GitHub Repo: GitHub - ZengboJamesWang/dgx-spark-vllm-gemma4-26b-uncensored: High-performance uncensored Gemma-4-26B inference on NVIDIA DGX Spark using vLLM - 45+ tok/s · GitHub

🚀 What Makes This Special: UNCENSORED + FAST

UNCENSORED — No Filtered Responses

This is the AEON-7/Gemma-4-26B-A4B-it-Uncensored-NVFP4 model. It’s completely uncensored — no alignment filtering, no refusals, no “I cannot help with that” walls. It responds directly and honestly without the typical guardrails.
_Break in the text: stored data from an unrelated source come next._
PR #14841, opened 2026-08-24
[MRV2][BugFix] fix rejection sampler on mrv2 with upstream commits

SOMEONEUNSEEN:
This PR implements synthetic rejection sampling support on NPU (Ascend) within the speculative decoding framework. It adds the `SYNTHETIC_MODE` path in `_probabilistic_rejection_kernel` using a 1-element block reduction pattern to work around the lack of scalar `tl.rand` in NPU Triton. Additionally, it improves numerical stability in `_resample_kernel` by using `tldevice.log1p` and adds explicit `tl.int64` casts to several index variables.

Feedback: Two potential compilation issues on NPU were identified due to mixed-type operations (comparing or subtracting `tl.int32` and `tl.int64`). It is recommended to also cast `end_idx` to `tl.int64` in both `_resample_kernel` and `_probabilistic_rejection_kernel`.

Yes, it enables synthetic rejection sampling on NPU, which was previously unsupported and raised a `NotImplementedError`.

The changes should be verified using existing speculative decoding integration tests on NPU.

### DIFF
--- a/vllm_ascend/worker/v2/spec_decode/rejection_sampler_utils.py
+++ b/vllm_ascend/worker/v2/spec_decode/rejection_sampler_utils.py
@@ -51,6 +51,10 @@ def _npu_gumbel_block_argmax(
     vocab_size,
     APPLY_TEMPERATURE: tl.constexpr,
 ):
+    # Convert token_idx to int64 before pointer arithmetic so the offset
+    # does not overflow int32 at large token counts (matches the other
+    # kernels that cast tl.program_id(0) up front).
+    token_idx = token_idx.to(tl.int64)
     req_state_idx = tl.load(expanded_idx_mapping_ptr + token_idx).to(tl.int64)
     temp = tl.load(temp_ptr + req_state_idx).to(tl.float32)
     if temp != 0.0 and APPLY_TEMPERATURE:
--- a/vllm_ascend/worker/v2/spec_decode/rejection_sampler_utils.py
+++ b/vllm_ascend/worker/v2/spec_decode/rejection_sampler_utils.py
@@ -553,6 +553,10 @@ def rejection_sample(
         # kernel signatures receive valid pointers/strides. The kernels
         # will never read from it when HAS_DRAFT_LOGITS=False.
         draft_logits = target_logits.new_empty(1, 1, 1)
+    else:
+        # In some cases (e.g. MiMo v2.5 Pro + DFlash) the target model's
+        # vocab size is larger than the draft's due to padding.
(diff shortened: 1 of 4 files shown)


vllm_ascend/worker/v2/spec_decode/rejection_sampler_utils.py
```diff
@@ -46,7 +46,7 @@ def _npu_gumbel_block_argmax(
     vocab_size,
     APPLY_TEMPERATURE: tl.constexpr,
 ):
-    req_state_idx = tl.load(expanded_idx_mapping_ptr + token_idx)
+    req_state_idx = tl.load(expanded_idx_mapping_ptr + token_idx).to(tl.int64)
```
nu11ptr7, line 75: Here `expanded_idx_mapping_ptr + token_idx` uses `token_idx` as-is and only converts the loaded value after - the other kernels in this PR convert `program_id(0)` to int64 first because pointer arithmetic overflows at large offsets. Same fix probably needed here.

SOMEONEUNSEEN: Thanks, your suggestion is reasonable, and I have made the changes.

vllm_ascend/worker/v2/spec_decode/rejection_sampler_utils.py
drslark, line 514: Can our `rejection_sample` align to `vllm`?

vllm_ascend/worker/v2/spec_decode/rejection_sampler_utils.py
```diff
@@ -40,38 +45,74 @@ def _npu_gumbel_block_argmax(
...
-        # NPU: use tl.rand (float32) instead of tl_rand64 (float64 not supported)
-        r = tl.rand(gumbel_seed, block).to(tl.float32)
-        gumbel_noise = -tl.log(-tl.log(r + 1e-20) + 1e-20)
+        # NPU: tl.rand (fp32) clamped away from zero, matching upstream
+        # tl_rand32(includes_zero=False). Draw the large-noise tail (which
+        # decides the argmax winner) from u -> 0, where fp32 has fine
+        # resolution, instead of u -> 1 (see upstream gumbel.py for the
+        # full log1p rationale).
+        u = tl.rand(gumbel_seed, block).to(tl.float32)
+        u = tl.maximum(u, 4.6566127342e-10)
```
wxsIcey: Do not hardcode `4.6566127342e-10`, please use a const constant.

This is genuinely refreshing if you’re tired of models that over-refuse or give sanitized answers.

BLAZING FAST with OpenClaw

When paired with OpenClaw, this setup feels incredibly responsive:

  • Responses stream in smoothly without lag
  • Long outputs finish quickly
  • The typing experience is fluid and satisfying

It doesn’t feel like you’re waiting for a model — it feels like a tool that keeps up with you. Very good feeling overall!

Performance Comparison

Tested on DGX Spark with max_tokens=200, warmup excluded:

Setup Model Speed Memory
This Setup Gemma-4-26B Uncensored NVFP4 (MoE) 45.26 tok/s ~16.3 GB
vLLM LilaRest 31B Gemma-4-31B NVFP4 (Dense) 9.16 tok/s ~18.5 GB
Ollama gemma4:31b (Dense) 8.05 tok/s ~19 GB

Quick Start

git clone https://github.com/ZengboJamesWang/dgx-spark-vllm-gemma4-26b-uncensored.git
cd dgx-spark-vllm-gemma4-26b-uncensored
bash scripts/start.sh
bash scripts/benchmark.sh

Happy (uncensored) inferencing! 🚀

2 Likes

Does not even run as configured, do not waste you time.

Please let me know what is the error, it works well on my DGX.

I can confirm this. I use this as a “smaller” agentic modell with vision capabilities. Works like a charm with 48.78 t/s. I am using this with eugr’s community spark-vllm more or less out of the box. Just take the recipe and change the model name (and adjust vram consumption e.g. 0.3 with 132K context size).